Zwei Tage später kam ein Anruf der Techniker: Bei uns ist alles in Ordnung, bei Ihnen ist warscheinlich die Netzwerkkarte defekt.

Ich habe eine neue Karte reingeflanscht, wie könnte es anders sein, das selbe Problem in grün.

3. Störungsmeldung:

1 Woche später noch keine Antwort, darauf hin Anruf bei der Störungsstelle mit der Bitte die Störung schneller zu bearbeiten. Die Auskunft der netten Dame am anderen Ende der Leitung war: Sie können mir nicht vorschreiben wie ich meine Arbeit machen soll. Dann hat Sie aufgelegt.
Tolle Sache habe ich gedacht, die sind ja nett.
Ich gleich die Beschwerde Hotline angerufen, die haben sich mit den Technikern in Verbindung gesetzt, dann kam die Auskunft. 2 größere Baugruppen müssen ausgetauscht werden. Auf die Frage wie lange dauert das ... 1. Woche, 2 Wochen ... Nein, keine 2 Wochen sagten Sie.

Die 2 Wochen waren vorbei.

4. Störungsmeldung:

Frage des Bearbeiters: Haben sie schon die Techniker angerufen?
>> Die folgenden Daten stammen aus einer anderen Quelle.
PR #2510, opened 2022-02-28
fix: Invalid transfer url

andy-haynes:
This PR applies the fix from `stable` in which callback URLs used in signing transactions are considered invalid when they contain JavaScript code.


MaximusHaximus (approved):
:+1: thx for following up on this!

Ich sagte die haben mich an sie verwiesen.
Mhhh sagte er dann nehme ich nochmal die Störung auf.
Ich gab Ihm meine Funknummer damit die Techniker mich zurück rufen können. 
3 Tage später kam ein Anruf, aber nich aufs Handy sondern auf das Festnetz.

Aussage der Techniker: Bei uns ist alles in Ordnung wir kommen am Freitag bei Ihnen vorbei.
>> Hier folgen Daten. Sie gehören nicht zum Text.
PR #2511, opened 2022-03-01
feat: add new claim confirm modal

esaminu:
This PR:
* Adds a new modal to claim token rewards for #2392 based on the design in https://github.com/near/near-wallet/issues/2392#issuecomment-1044901440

Mal sehen was dabei rauskommt. Ich habe das Gefühl wenn man ein Problem hat dann wird man als Kunde von einer Ecke in die andere geschoben und nur verarscht.

Erst ist alles in Ordnung dann kaputt und dann auf einmal wieder alles in Ordnung.
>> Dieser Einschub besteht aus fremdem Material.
PR #2513, opened 2022-03-02
fix(ledger): use the new action reference

andy-haynes:
This PR fixes the reference to `checkAndHideLedgerModal`


MaximusHaximus (approved):
<3 good catch -- LGTM! :shipit:

PR #2514, opened 2022-03-04
feat: NFT transfer

andy-haynes:
This PR is an extension of #2205 since I haven't figured out how to incorporate my changes into the original PR.


packages/frontend/src/components/nft/NFTDetailWrapper.js
```diff
@@ -0,0 +1,49 @@
...
+    const { contractId: contractName, tokenId } = match.params;
+    const accountId = useSelector(selectAccountId);
+    const { balanceAvailable: nearBalance} = useSelector(selectBalance);
+    const nft = useSelector((state) => selectTokenForAccountForContractForTokenId(state, {
+        accountId,
+        contractName,
+        tokenId,
+    }));
+
+    const transferredNft = useSelector((state) => selectTransferredTokenForContractForTokenId(state, {
```
andy-haynes, line 26: This is the biggest change from the original PR - rather than fetching the NFT metadata by `tokenId` (without regards to `accountId`) I've added two new selectors to fetch the NFT state:
- `selectTokenForAccountForContractForTokenId` gets the NFT metadata from state initialized when `fetchNFTs` was dispatched.
- `selectTransferredTokenForContractForTokenId` gets NFT metadata from a new key in the redux state that holds the set of tokens the user has transferred. Once transferred, the NFT no longer exists in state as an owned token since it is no longer owned by the user. Rather than refetch the NFT after transferring I've opted to simply add the transferred token to the new state. Refetching the token is still an option however and only requires a small change to the new `transferNFT` action/reducer.

packages/frontend/src/components/nft/NFTDetailWrapper.js
```diff
@@ -0,0 +1,49 @@
...
+        contractName,
+        tokenId,
+    }));
+
+    const dispatch = useDispatch();
+    const { fetchNFTs } = nftActions;
+
+    useEffect(() => {
+        if (accountId && !nft) {
+            dispatch(fetchNFTs({ accountId, contractName }));
```
andy-haynes, line 36: This should only happen if the user refreshes the page but it's still probably worth adding an action to fetch just the token with `tokenId` rather than fetching all for this `accountId` + `contractName` pair.

packages/frontend/src/redux/slices/nft/index.js
```diff
@@ -74,6 +78,17 @@ const fetchOwnedNFTsForContract = createAsyncThunk(
     }
 );
 
+const transferNFT = createAsyncThunk(
+    `${SLICE_NAME}/transferNFT`,
+    async ({ accountId, contractName, nft }, { dispatch, getState }) => {
+        debugLog('THUNK/transferNFT');
+
+        const { actions: { transferToken } } = nftSlice;
+        dispatch(transferToken({ contractName, nft }));
```
andy-haynes, line 87: We can refetch the token here rather than cache the transferred token object, but there isn't much interaction after the transfer so it may not be strictly necessary.

packages/frontend/src/components/nft/NFTDetailWrapper.js
andy-haynes: Added new action

Patrick1904 (approved):
LGTM! Thank you for the last miles effort @andy-haynes 🙏

Patrick1904:
Seems there might be something off with the Mintbase NFTs, because they don't render on the NFT details page at all. I just bought this one with our test account and it's a blank page: https://deploy-preview-2514--near-wallet-staging.netlify.app/nft-detail/gambiarra.mintbase1.near/6556

Suspecting mintbase img format/links might be different and we're not taking that into consideration on the NFT details page?

andy-haynes:
> Seems there might be something off with the Mintbase NFTs, because they don't render on the NFT details page at all. I just bought this one with our test account and it's a blank page: https://deploy-preview-2514--near-wallet-staging.netlify.app/nft-detail/gambiarra.mintbase1.near/6556
> 
> Suspecting mintbase img format/links might be different and we're not taking that into consideration on the NFT details page?

Still looking into this, but the problem seems to be a disparity in the shape and completeness of data returned from different method calls. Regardless of the root cause we'll need a way to handle this disparity in the new detail component as Mintbase NFTs are currently breaking navigation, requiring a reload after trying to view the token detail.

Patrick1904:
> > Seems there might be something off with the Mintbase NFTs, because they don't render on the NFT details page at all. I just bought this one with our test account and it's a blank page: https://deploy-preview-2514--near-wallet-staging.netlify.app/nft-detail/gambiarra.mintbase1.near/6556
> > Suspecting mintbase img format/links might be different and we're not taking that into consideration on the NFT details page?
> 
> Still looking into this, but the problem seems to be a disparity in the shape and completeness of data returned from different method calls. Regardless of the root cause we'll need a way to handle this disparity in the new detail component as Mintbase NFTs are currently breaking navigation, requiring a reload after trying to view the token detail.

I see, it seems like the [`selectTokenForAccountForContractForTokenId`](https://github.com/near/near-wallet/pull/2514/files#diff-3a6ae3f7eedde449bfed180fce29c98a7f9b17bcfb0cfcaf5848ac1ff6b26db1R19-R23) selector is returning an empty object for Mintbase NFTs, and that's why nothing renders on the page. For some reason the navigation is still intact for me, no reason to refresh the page

Patrick1904 (approved):
Thank you for working through the edge cases 🙏 🥇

Wie gesagt, ich hoffe am Freitag bin ich unterwegs mit DSl.

Grüße Guido


----------



## Bluebird (9. Januar 2002)

das  war absichtlich hinter "netten Leuten von der Telekom" platziert....ich hab die erfahrung gemacht, dass die zum großteil total inkompetent sind....


----------



## Tim C. (12. Januar 2002)

*port reseten lassen...*

also ich hab da auch ne ganz lustige geschichte und im allgemeinen klappt das immer bei jeder hotline. SEIT DREIST, SEIT PAMPIG, SEIT SEHR DIREKT.

folgendes Kumpel von mir da lief dsl auch nicht, der als angerufen und gefragt, da meinten die, ok wir könnten probieren ihren port zu reseten. der fragt so und wie geht das, meint die hotline ja wir geben das weiter an die störungsstelle und die machen das. er fragt: in welchem zeitraum denn, also mindestens noch 3 tage wird das dauern....ok gespräch beendet.
10 minuten später hat mein kumpel bei der störungsstelle angerufen und nur folgendes gesagt:

guten tag, hier ist ........ bitte einmal dsl port reseten. nachdem er dann noch seine user daten angegeben hatte, war der port binnen 15 minuten resetet und dsl ging wieder 

offtopic: 
die gleiche ******** mit nem ram den ich eingeschickt hatte. die meinten binnen 10 tagen ist der wieder da. nach 3 wochen ruf ich da an....kommentar, der ist fertig muss nur noch in den versand. ich so ok. nach ner woche immer noch nicht da, ruf da wieder an, die so tut mir leid, is fertig muss nur noch in den versand. dann bin ich mal bissl ausgeflippt, dass das doch nicht angehen könne und das die das vor ner woche auch schon gesagt hatten. meint die dame so "moment...." 2 minuten warteschleife "ja das paket ist jetzt im versand" zwei tage später hatte ich es da


----------



## Bluebird (12. Januar 2002)

es ist echt traurig, dass man immer erst solchen Druck machen muss um eine eigentlich selbstverständliche Dienstleistung zu bekommen.


----------



## Tim C. (12. Januar 2002)

jo is schon traurig, aber ich finds immer wieder niedlich wie kompetent doch so manche hotline ist und welche boni man da rausschlagen kann, wenn man nur mal "sehr explizit" sagt was man will


----------